Re: Detecting encoding in Plain text

From: Peter Kirk (peterkirk@qaya.org)
Date: Wed Jan 14 2004 - 07:33:34 EST

Next message: Peter Kirk: "Re: New MS Mac Office and Unicode?"

Previous message: Peter Kirk: "Re: German characters not correct in output webform"
In reply to: D. Starner: "Re: Detecting encoding in Plain text"
Next in thread: D. Starner: "Re: Detecting encoding in Plain text"
Messages sorted by: [ date ] [ thread ] [ subject ] [ author ] [ attachment ]
Mail actions: [ respond to this message ] [ mail a new topic ]
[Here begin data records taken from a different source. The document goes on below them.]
PR #2635, opened 2020-05-29
services/ticker: test the GraphQL API

debnil:
<details>
  
### PR Structure

  otherwise).
  packages.

### Thoroughness

### Release planning

</details>

### What

This PR adds tests for the GraphQL API. It also refactors existing `tickerdb` tests into their own package, so the same database setup can be used for the API testing.

### Why

As we change the API in ticker v2, testing the API directly helps capture and understand the changing user experience.

### Known limitations

N/A

### DIFF
--- a/services/ticker/internal/gql/main.go
+++ b/services/ticker/internal/gql/main.go
@@ -92,7 +92,7 @@ func New(s *tickerdb.TickerSession, l *hlog.Entry) *resolver {
 
 // Serve creates a GraphQL interface on <address>/graphql and a GraphiQL explorer on /graphiql
 func (r *resolver) Serve(address string) {
-	relayHandler := r.SetupHandler()
+	relayHandler := r.NewRelayHandler()
 	mux := http.NewServeMux()
 	mux.Handle("/graphql", http.HandlerFunc(func(wr http.ResponseWriter, re *http.Request) {
 		r.logger.Infof("%s %s %s\n", re.RemoteAddr, re.Method, re.URL)
@@ -112,8 +112,8 @@ func (r *resolver) Serve(address string) {
 	}
 }
 
-// SetupHandler sets up the response handler.
-func (r *resolver) SetupHandler() relay.Handler {
+// NewRelayHandler sets up the response handler.
+func (r *resolver) NewRelayHandler() relay.Handler {
 	opts := []graphql.SchemaOpt{graphql.UseFieldResolvers()}
 	r.logger.Infoln("Validating GraphQL schema")
 	s := graphql.MustParseSchema(static.Schema(), r, opts...)
--- a/services/ticker/internal/gql/main.go
+++ b/services/ticker/internal/gql/main.go
@@ -92,13 +92,7 @@ func New(s *tickerdb.TickerSession, l *hlog.Entry) *resolver {
 
 // Serve creates a GraphQL interface on <address>/graphql and a GraphiQL explorer on /graphiql
 func (r *resolver) Serve(address string) {
-	opts := []graphql.SchemaOpt{graphql.UseFieldResolvers()}
-	r.logger.Infoln("Validating GraphQL schema")
-	s := graphql.MustParseSchema(static.Schema(), r, opts...)
-	r.logger.Infof("Schema Validated!")
-
-	relayHandler := relay.Handler{Schema: s}
-
+	relayHandler := r.SetupHandler()
 	mux := http.NewServeMux()
 	mux.Handle("/graphql", http.HandlerFunc(func(wr http.ResponseWriter, re *http.Request) {
 		r.logger.Infof("%s %s %s\n", re.RemoteAddr, re.Method, re.URL)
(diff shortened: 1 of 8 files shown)


services/ticker/internal/gql/main.go
```diff
@@ -117,3 +111,13 @@ func (r *resolver) Serve(address string) {
 		r.logger.Errorln("server.ListenAndServe:", err)
 	}
 }
+
+// SetupHandler sets up the response handler.
+func (r *resolver) SetupHandler() relay.Handler {
```
leighmcculloch, line 116: Nice separation to improve the tests 👏 🎉 .

Suggest renaming this to indicate it is creating a new relay handler. SetupHandler sounds like the internals of the resolver are being setup, but actually this just creates a new handler from the resolver.
```suggestion
func (r *resolver) NewRelayHandler() relay.Handler {
```

services/ticker/internal/graphql_test.go
```diff
@@ -0,0 +1,162 @@
...
+		{queryField: "pairNames", queryVal: `[\"ETH_BTC\"]`, respField: "counterVolume", wantBody: `{"counterVolume": 174}`},
+		{queryField: "pairNames", queryVal: `[\"ETH_BTC\"]`, respField: "tradeCount", wantBody: `{"tradeCount": 3}`},
+		// Other input cases: multiple pairs, code.
+		{queryField: "pairNames", queryVal: `[\"BTC_ETH\", \"BTC_XLM\"]`, respField: "tradePair", wantBody: `{"tradePair": "BTC_ETH"},{"tradePair": "BTC_XLM"}`},
+		{queryField: "pairNames", queryVal: `[\"BTC_ETH\", \"BTC_XLM\"]`, respField: "tradeCount", wantBody: `{"tradeCount": 3},{"tradeCount": 2}`},
+		{queryField: "code", queryVal: `\"BTC\"`, respField: "tradePair", wantBody: `{"tradePair": "BTC_ETH"},{"tradePair": "BTC_XLM"}`},
+	}
+
+	for _, tc := range tests {
+		req := fmt.Sprintf(`{
```
leighmcculloch, line 71: Can we put each test case into a subtest so that each test case passes or fails independently? You can do that by wrapping the internals of this loop in `t.Run("name for the sub test", func (t *testing.T) {`.

services/ticker/internal/graphql_test.go
```diff
@@ -0,0 +1,162 @@
...
+			"query": "query getTicker() {ticker(%s: %s, numHoursAgo: 24) {%s}}",
+			"operationName": "getTicker",
+			"variables": {}
+		}`, tc.queryField, tc.queryVal, tc.respField)
+
+		fmt.Println(req)
```
leighmcculloch, line 77: It's completely fine and often helpful to log inside tests and commit those logs, but if you use `t.Log` the logs will be grouped with the test output. If you found it helpful to log this while writing the test someone will probably find it helpful when maintaining or debugging the test later, so I'd leave it in just change it to use `t`.

services/ticker/internal/graphql_test.go
```diff
@@ -0,0 +1,162 @@
...
+
+		require.Equal(t, http.StatusOK, resp.StatusCode)
+		assert.Equal(t, "application/json", resp.Header.Get("Content-Type"))
+
+		body, err := ioutil.ReadAll(resp.Body)
+		require.NoError(t, err)
+
+		wantBody := fmt.Sprintf(`{"data":{"markets":[%s]}}`, tc.wantBody)
+		assert.JSONEq(t, wantBody, string(body))
+	}
```
leighmcculloch, line 161: This looks like it is testing essentialy the same request just with different fields on each iteration. Is there a reason this test could not contain only a single request that requested all the fields and did a JSONEq comparison on the entire message? There are some reasons I think that would be desirable:
- Looking at the test would give the reader a solid understanding of what a full request and response looks like without any need to fmt.Sprintf in components of the request.
- It might be easier to maintain the test and evolve it because the test will be less intelligent and contain less logic.
- The test output should still be easy to read if one field fails because JSONEq will show a diff of what fields are incorrect. This will likely be easier to read than multiple separate assertions failing.
- Of much lesser importance, the test will probably be faster.

services/ticker/internal/graphql_test.go
```diff
@@ -0,0 +1,162 @@
...
+		resp := w.Result()
+
+		require.Equal(t, http.StatusOK, resp.StatusCode)
+		assert.Equal(t, "application/json", resp.Header.Get("Content-Type"))
+
+		body, err := ioutil.ReadAll(resp.Body)
+		require.NoError(t, err)
+
+		wantBody := fmt.Sprintf(`{"data":{"ticker":[%s]}}`, tc.wantBody)
+		assert.JSONEq(t, wantBody, string(body))
```
leighmcculloch, line 91: Similar to the `TestMarkets` test, I think this test could be reduced down to 3 requests that all show the full request /response and do a comparison for the same reasons specified in the other comment.

services/ticker/internal/graphql_test.go
debnil: These reasons make sense. I decomposed it into different requests to more easily isolate a single incorrect field, due to a specific API change. But I think you're right the test output wouldn't be too bad to read.

I agree with the other three benefits.

One major issue: a single request becomes abnormally large. It can't be separated into multiple lines, since it's within a double-quoted string in a JSON, even if included through `fmt.Sprintf` components. But I don't see a way around it, that isn't just verbose in some other way. Is it just fine to have an extremely long `query` value in the request then?

leighmcculloch: Gotcha. I think it is fine to have a really long query. Here's an example of what I had in mind, using the ticker query test as a case: #2637.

On 13/01/2004 18:05, D. Starner wrote:

>Peter Kirk writes:
>
>
>>I agree that heuristics should be adjusted for Thai. But problems may
>>arise if they have to be adjusted individually, and without regression
>>errors, for all 6000+ world languages.
>>
>>
>
>Thai is hard because of the writing system. But most writing systems weren't
>encoded pre-Unicode, so if they were typed into a computer, it was with
>a Latin (or Cyrillic?) transliteration that probably used spaces and new lines,
>and in fact was probably ASCII.
>
>More cynically, those who use obscure character sets or font encodings have
>trouble viewing them; that is one of the reasons for Unicode. That this tool
>may to some extent be an example of that problem is a simple fact of life,
>and doesn't call for it to be thrown out.
>
>

Either you are confused or I am. I was not referring to pre-Unicode
legacy encodings. I was referring to Unicode plain text data which may
(when Unicode includes all the necessary characters) be in any one of
6000+ languages, some of which have a variety of scripts and spelling
conventions. The problem is not that people are using obscure legacy
encodings, but that they are not defining their UTF adequately.

-- 
Peter Kirk
peter@qaya.org (personal)
peterkirk@qaya.org (work)
http://www.qaya.org/

Next message: Peter Kirk: "Re: New MS Mac Office and Unicode?"
Previous message: Peter Kirk: "Re: German characters not correct in output webform"
In reply to: D. Starner: "Re: Detecting encoding in Plain text"
Next in thread: D. Starner: "Re: Detecting encoding in Plain text"
Messages sorted by: [ date ] [ thread ] [ subject ] [ author ] [ attachment ]
Mail actions: [ respond to this message ] [ mail a new topic ]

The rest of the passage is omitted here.